Collected data:
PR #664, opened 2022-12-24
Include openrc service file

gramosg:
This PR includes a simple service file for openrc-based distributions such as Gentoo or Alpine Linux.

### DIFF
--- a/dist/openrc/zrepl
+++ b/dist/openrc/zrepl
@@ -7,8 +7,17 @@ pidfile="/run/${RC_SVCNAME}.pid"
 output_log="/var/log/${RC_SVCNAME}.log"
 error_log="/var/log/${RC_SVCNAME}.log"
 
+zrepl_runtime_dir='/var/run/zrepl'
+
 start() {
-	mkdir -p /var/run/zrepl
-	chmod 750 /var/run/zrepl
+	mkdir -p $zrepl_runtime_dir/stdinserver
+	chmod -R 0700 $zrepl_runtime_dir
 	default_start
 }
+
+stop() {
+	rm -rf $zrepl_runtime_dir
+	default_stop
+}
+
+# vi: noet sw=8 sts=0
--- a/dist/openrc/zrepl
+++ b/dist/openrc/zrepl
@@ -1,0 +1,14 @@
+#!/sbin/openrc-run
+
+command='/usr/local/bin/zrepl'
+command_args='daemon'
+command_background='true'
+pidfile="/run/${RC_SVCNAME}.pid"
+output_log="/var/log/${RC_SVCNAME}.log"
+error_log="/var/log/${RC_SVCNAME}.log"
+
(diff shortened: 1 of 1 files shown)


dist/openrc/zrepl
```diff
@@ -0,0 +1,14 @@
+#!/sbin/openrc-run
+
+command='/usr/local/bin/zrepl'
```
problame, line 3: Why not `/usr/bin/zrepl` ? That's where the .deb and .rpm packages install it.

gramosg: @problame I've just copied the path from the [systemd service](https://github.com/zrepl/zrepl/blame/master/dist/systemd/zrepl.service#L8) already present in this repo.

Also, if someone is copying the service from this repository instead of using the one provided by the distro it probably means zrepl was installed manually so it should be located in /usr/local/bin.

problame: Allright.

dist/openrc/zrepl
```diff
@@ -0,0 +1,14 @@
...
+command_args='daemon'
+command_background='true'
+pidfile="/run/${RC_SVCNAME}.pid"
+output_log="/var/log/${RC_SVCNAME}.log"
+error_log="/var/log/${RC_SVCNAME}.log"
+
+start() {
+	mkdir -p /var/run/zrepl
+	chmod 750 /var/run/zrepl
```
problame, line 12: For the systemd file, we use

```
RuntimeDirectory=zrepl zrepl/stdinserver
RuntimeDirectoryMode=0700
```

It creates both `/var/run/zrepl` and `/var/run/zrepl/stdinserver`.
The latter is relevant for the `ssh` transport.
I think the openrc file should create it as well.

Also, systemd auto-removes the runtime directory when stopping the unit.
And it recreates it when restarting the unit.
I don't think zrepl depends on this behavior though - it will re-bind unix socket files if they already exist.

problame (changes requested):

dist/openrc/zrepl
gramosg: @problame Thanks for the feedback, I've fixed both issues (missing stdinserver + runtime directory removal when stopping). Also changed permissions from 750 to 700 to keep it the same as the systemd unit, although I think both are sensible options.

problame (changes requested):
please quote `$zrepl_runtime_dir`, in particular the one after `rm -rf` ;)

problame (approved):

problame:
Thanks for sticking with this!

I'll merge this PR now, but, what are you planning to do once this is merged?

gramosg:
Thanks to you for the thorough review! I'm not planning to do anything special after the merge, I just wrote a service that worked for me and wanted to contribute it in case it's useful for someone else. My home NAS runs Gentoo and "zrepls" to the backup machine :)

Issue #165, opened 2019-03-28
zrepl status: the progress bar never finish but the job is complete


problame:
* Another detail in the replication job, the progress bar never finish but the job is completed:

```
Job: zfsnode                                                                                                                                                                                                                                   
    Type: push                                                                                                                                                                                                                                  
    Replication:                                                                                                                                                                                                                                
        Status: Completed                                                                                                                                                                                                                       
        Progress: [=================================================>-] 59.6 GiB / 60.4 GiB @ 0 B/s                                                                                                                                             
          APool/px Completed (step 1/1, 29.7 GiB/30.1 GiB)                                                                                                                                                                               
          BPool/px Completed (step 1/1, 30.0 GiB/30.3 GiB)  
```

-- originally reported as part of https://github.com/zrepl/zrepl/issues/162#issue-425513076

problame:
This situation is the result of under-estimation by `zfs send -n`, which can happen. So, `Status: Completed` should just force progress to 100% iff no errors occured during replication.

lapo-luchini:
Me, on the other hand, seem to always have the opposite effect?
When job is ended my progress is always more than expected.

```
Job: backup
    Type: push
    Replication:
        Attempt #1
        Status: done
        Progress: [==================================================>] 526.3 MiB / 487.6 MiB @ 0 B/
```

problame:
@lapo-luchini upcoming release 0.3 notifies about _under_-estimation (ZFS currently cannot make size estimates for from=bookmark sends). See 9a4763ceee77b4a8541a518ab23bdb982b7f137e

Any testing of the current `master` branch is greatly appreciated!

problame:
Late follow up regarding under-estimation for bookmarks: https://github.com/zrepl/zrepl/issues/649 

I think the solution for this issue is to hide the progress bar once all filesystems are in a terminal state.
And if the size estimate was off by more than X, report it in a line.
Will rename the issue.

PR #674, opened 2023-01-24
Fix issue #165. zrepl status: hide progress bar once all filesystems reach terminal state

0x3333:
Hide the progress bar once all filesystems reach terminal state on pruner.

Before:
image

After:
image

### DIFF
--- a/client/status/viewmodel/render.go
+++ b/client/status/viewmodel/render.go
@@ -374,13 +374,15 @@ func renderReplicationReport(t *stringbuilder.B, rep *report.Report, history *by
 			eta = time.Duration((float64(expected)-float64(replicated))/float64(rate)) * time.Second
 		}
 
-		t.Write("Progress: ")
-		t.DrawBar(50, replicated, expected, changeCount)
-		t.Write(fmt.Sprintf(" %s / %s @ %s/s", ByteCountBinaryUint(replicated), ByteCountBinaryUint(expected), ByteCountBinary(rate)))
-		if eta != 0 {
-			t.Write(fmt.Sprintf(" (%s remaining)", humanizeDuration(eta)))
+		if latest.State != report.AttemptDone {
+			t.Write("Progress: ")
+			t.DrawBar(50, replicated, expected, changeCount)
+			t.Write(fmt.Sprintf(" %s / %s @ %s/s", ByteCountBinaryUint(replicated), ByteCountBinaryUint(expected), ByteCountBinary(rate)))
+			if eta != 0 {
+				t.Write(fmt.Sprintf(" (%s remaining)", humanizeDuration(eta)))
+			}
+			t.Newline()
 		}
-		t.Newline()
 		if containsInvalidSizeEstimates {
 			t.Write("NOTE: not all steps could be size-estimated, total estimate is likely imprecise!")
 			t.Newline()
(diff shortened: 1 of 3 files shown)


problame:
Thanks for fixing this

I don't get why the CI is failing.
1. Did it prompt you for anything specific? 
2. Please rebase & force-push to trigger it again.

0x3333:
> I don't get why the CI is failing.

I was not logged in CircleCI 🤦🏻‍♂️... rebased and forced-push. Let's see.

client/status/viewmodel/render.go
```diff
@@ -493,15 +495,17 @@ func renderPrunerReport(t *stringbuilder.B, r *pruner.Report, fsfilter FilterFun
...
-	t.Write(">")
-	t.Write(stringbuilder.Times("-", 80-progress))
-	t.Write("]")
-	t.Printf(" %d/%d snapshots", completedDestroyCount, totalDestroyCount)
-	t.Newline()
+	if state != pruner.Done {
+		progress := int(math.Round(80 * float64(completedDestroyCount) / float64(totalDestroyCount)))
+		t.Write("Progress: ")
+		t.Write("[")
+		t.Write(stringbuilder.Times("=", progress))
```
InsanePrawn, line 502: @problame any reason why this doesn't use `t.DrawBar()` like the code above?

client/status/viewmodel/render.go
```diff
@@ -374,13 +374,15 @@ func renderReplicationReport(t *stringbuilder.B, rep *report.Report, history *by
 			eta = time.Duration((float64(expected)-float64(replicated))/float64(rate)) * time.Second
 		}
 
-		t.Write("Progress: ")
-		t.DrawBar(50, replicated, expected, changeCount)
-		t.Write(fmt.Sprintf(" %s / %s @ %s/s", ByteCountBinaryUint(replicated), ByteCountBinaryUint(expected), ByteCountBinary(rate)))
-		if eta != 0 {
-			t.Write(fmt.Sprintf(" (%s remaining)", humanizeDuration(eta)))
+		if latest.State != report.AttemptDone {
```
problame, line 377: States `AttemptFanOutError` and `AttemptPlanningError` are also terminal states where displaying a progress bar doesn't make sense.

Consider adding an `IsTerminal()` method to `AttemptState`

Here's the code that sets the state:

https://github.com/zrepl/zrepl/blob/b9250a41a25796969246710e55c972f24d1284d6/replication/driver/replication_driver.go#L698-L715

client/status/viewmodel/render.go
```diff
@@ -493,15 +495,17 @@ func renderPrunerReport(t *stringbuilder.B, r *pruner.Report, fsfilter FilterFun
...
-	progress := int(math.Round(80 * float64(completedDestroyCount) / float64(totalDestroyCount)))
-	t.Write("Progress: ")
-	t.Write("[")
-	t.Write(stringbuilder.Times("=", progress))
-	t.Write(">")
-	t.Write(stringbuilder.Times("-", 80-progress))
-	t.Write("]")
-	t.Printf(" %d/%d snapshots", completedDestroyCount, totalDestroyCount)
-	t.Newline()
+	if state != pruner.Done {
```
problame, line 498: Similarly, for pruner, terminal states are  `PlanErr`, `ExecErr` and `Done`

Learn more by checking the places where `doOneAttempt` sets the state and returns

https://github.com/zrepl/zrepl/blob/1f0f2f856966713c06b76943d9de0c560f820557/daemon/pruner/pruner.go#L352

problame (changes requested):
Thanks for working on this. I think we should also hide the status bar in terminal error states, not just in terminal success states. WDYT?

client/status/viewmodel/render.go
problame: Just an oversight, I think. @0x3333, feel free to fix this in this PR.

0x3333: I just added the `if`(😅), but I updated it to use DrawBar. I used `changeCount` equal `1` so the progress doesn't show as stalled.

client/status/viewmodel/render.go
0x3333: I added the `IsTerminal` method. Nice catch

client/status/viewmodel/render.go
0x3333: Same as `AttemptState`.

**WORK REQUEST**
Show every line of the entries above where the word "already" occurs.

**SOLUTION FOR THIS EXERCISE**
gramosg: @problame I've just copied the path from the [systemd service](https://github.com/zrepl/zrepl/blame/master/dist/systemd/zrepl.service#L8) already present in this repo.
I don't think zrepl depends on this behavior though - it will re-bind unix socket files if they already exist.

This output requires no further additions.